[Collected data entries]
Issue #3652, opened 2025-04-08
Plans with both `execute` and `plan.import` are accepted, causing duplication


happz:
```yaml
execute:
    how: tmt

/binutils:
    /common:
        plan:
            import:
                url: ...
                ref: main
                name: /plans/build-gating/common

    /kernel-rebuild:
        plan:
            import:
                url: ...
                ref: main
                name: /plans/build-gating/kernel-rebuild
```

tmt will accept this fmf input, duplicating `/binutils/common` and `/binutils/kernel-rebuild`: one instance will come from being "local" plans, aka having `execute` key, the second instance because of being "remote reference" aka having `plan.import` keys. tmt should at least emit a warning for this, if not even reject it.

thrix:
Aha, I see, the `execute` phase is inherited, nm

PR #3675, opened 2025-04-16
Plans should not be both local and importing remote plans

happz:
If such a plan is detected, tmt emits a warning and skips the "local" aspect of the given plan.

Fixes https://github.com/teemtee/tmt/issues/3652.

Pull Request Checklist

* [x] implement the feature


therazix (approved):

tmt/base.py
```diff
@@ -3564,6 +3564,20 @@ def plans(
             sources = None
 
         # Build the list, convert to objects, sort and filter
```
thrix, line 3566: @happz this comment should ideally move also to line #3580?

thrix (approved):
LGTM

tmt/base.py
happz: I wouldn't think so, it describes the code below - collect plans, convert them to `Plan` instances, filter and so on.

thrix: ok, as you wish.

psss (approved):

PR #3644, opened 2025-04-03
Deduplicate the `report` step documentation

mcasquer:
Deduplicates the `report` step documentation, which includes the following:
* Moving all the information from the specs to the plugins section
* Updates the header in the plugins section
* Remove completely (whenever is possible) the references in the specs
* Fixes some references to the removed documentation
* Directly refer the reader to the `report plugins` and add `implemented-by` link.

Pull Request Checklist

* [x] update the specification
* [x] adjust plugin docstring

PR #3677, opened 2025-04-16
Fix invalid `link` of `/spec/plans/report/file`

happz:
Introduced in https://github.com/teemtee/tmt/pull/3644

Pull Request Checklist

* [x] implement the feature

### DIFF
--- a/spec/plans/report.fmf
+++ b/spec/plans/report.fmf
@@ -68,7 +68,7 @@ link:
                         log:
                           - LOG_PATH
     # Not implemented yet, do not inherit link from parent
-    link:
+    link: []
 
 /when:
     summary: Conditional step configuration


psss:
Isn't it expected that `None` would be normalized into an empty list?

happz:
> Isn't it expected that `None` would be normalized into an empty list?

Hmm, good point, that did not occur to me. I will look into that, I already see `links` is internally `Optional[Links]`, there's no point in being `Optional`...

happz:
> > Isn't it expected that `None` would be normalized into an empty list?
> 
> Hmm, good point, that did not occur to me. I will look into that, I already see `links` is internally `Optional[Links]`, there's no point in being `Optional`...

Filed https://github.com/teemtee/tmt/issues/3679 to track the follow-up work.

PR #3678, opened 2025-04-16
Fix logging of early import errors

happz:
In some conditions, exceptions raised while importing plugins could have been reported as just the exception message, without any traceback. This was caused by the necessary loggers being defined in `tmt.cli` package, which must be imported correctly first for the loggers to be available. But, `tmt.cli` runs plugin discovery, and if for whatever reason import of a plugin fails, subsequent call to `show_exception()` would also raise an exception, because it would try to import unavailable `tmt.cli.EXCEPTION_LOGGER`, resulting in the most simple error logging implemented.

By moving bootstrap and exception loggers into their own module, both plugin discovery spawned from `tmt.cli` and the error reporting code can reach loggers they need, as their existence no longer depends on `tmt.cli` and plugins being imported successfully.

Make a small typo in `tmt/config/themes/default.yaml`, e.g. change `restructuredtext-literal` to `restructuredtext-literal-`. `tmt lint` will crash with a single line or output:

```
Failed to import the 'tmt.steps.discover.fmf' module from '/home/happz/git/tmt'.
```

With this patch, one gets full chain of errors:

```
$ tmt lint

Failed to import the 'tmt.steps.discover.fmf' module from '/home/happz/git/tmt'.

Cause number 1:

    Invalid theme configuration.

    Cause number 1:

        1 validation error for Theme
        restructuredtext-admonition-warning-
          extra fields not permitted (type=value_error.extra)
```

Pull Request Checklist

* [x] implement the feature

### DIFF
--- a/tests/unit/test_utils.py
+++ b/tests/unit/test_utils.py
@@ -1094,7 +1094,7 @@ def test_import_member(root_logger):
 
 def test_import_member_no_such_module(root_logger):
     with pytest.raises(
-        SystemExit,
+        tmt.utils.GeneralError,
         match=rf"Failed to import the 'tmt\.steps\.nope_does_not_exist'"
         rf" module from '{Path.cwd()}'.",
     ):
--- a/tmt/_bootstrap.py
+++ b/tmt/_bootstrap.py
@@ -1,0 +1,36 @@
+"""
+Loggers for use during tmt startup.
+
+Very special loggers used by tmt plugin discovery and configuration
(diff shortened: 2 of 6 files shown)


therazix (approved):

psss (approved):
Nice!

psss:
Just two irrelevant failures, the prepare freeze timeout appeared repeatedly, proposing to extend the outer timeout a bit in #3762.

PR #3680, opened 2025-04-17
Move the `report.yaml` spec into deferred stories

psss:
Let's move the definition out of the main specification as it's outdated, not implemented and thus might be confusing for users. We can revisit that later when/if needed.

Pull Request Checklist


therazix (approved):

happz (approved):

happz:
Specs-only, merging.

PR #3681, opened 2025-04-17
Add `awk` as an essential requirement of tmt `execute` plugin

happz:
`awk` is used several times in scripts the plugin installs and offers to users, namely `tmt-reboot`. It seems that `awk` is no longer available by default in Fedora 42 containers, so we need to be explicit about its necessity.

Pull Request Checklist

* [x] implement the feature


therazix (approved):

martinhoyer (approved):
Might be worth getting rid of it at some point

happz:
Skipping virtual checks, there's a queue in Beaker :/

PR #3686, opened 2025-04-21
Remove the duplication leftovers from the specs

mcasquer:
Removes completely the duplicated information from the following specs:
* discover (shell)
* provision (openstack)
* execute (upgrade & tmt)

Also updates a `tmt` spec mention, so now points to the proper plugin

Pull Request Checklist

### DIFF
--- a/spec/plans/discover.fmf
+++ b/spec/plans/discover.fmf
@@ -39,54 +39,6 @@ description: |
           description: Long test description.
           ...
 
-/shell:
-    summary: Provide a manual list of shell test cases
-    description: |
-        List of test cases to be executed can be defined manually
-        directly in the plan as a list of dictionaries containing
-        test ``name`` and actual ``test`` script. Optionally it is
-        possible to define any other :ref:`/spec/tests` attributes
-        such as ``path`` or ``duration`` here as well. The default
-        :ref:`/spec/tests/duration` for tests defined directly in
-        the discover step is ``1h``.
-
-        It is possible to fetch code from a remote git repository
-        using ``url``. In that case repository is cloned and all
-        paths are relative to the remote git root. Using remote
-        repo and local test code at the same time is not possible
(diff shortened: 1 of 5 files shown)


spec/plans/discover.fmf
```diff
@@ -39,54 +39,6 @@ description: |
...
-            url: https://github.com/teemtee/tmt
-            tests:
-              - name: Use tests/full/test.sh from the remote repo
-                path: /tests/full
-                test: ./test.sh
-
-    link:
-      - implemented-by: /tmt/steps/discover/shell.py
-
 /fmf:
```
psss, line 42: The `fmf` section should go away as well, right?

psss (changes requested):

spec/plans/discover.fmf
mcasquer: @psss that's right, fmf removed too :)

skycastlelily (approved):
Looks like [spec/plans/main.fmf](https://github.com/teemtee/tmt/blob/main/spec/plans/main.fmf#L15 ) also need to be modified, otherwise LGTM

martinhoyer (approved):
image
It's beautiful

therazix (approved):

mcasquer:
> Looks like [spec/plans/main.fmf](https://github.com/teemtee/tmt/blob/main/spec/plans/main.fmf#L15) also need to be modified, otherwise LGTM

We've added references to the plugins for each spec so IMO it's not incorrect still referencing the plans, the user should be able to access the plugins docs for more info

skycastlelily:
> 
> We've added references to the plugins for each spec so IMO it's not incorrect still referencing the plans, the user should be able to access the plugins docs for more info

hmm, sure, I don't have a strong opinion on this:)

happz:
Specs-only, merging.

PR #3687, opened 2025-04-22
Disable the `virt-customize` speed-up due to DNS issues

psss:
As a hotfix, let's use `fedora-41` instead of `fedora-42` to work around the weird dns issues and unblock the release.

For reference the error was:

* _Goal of the exercise_
Among the records above, find the lines where the word "blob" appears and copy them.

* _Written answer_
Looks like [spec/plans/main.fmf](https://github.com/teemtee/tmt/blob/main/spec/plans/main.fmf#L15 ) also need to be modified, otherwise LGTM
> Looks like [spec/plans/main.fmf](https://github.com/teemtee/tmt/blob/main/spec/plans/main.fmf#L15) also need to be modified, otherwise LGTM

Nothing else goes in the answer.